*WHAT YOU SHOULD DO*. If a line in the records below holds the string "shortened", count it; give only the total.

[Collected data]
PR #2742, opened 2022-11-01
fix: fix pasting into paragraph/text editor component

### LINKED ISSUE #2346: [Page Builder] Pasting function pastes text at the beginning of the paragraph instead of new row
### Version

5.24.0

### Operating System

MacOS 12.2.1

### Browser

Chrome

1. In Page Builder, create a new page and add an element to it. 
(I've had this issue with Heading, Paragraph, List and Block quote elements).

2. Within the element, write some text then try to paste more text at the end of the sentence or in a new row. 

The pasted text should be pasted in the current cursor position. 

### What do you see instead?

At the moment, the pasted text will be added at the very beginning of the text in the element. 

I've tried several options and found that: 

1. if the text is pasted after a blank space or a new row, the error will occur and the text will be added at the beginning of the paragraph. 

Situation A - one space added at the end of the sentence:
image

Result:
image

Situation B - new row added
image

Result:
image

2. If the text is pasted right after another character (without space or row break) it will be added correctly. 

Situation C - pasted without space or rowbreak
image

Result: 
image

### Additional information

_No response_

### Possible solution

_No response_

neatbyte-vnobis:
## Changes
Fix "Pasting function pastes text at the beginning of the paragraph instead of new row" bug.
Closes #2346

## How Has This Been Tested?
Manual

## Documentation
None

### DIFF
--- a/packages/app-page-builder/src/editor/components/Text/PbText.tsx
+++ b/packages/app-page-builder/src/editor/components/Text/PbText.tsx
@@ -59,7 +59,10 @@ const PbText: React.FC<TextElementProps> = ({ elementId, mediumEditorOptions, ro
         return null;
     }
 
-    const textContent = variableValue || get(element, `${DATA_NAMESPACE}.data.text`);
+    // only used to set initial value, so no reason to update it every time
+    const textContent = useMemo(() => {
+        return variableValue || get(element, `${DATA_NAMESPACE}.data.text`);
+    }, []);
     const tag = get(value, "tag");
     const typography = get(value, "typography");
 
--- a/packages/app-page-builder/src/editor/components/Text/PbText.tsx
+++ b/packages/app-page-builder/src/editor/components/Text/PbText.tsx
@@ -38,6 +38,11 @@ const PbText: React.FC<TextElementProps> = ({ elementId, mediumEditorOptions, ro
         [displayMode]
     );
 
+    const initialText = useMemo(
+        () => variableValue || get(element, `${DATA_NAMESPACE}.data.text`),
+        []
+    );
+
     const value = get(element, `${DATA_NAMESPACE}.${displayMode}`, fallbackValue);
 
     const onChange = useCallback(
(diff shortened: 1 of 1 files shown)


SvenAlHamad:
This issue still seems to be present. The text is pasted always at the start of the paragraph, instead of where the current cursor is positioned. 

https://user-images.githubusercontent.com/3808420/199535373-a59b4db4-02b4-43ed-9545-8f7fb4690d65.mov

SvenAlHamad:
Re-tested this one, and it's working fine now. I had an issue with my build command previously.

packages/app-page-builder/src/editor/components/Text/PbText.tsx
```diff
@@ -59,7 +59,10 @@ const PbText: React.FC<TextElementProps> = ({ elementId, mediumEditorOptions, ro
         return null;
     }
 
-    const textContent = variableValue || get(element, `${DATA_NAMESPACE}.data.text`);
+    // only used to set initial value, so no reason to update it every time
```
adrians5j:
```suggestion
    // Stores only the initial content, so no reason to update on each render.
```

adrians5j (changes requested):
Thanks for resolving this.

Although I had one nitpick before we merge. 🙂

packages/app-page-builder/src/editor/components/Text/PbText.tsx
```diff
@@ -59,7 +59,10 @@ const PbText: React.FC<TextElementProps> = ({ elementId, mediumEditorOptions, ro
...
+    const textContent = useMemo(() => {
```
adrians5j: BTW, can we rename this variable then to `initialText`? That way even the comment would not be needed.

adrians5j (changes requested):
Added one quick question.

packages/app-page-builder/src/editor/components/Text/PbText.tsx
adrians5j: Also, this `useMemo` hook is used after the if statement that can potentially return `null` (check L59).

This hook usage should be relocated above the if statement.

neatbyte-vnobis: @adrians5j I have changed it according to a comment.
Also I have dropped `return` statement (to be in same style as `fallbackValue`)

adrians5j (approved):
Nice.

--

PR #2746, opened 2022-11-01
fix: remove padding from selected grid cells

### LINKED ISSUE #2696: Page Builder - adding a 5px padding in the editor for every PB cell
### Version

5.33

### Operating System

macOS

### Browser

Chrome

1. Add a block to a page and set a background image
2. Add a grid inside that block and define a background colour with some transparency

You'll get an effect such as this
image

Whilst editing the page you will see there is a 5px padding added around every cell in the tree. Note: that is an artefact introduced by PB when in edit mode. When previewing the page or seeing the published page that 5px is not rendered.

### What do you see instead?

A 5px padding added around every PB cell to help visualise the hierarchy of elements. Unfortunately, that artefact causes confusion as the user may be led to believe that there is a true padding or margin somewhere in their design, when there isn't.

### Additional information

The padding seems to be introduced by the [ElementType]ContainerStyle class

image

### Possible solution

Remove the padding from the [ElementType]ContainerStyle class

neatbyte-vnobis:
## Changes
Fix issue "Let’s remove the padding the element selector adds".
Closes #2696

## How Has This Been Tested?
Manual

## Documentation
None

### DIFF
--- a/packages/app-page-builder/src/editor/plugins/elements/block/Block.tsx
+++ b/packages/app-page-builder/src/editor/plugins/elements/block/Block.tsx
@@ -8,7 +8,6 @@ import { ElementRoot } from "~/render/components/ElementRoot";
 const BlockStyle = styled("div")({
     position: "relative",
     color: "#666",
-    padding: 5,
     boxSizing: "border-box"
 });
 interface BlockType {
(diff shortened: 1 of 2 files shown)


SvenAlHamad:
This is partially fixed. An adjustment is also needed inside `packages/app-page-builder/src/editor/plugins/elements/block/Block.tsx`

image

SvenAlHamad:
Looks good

*SOLUTION FOR THIS PROBLEM*. 2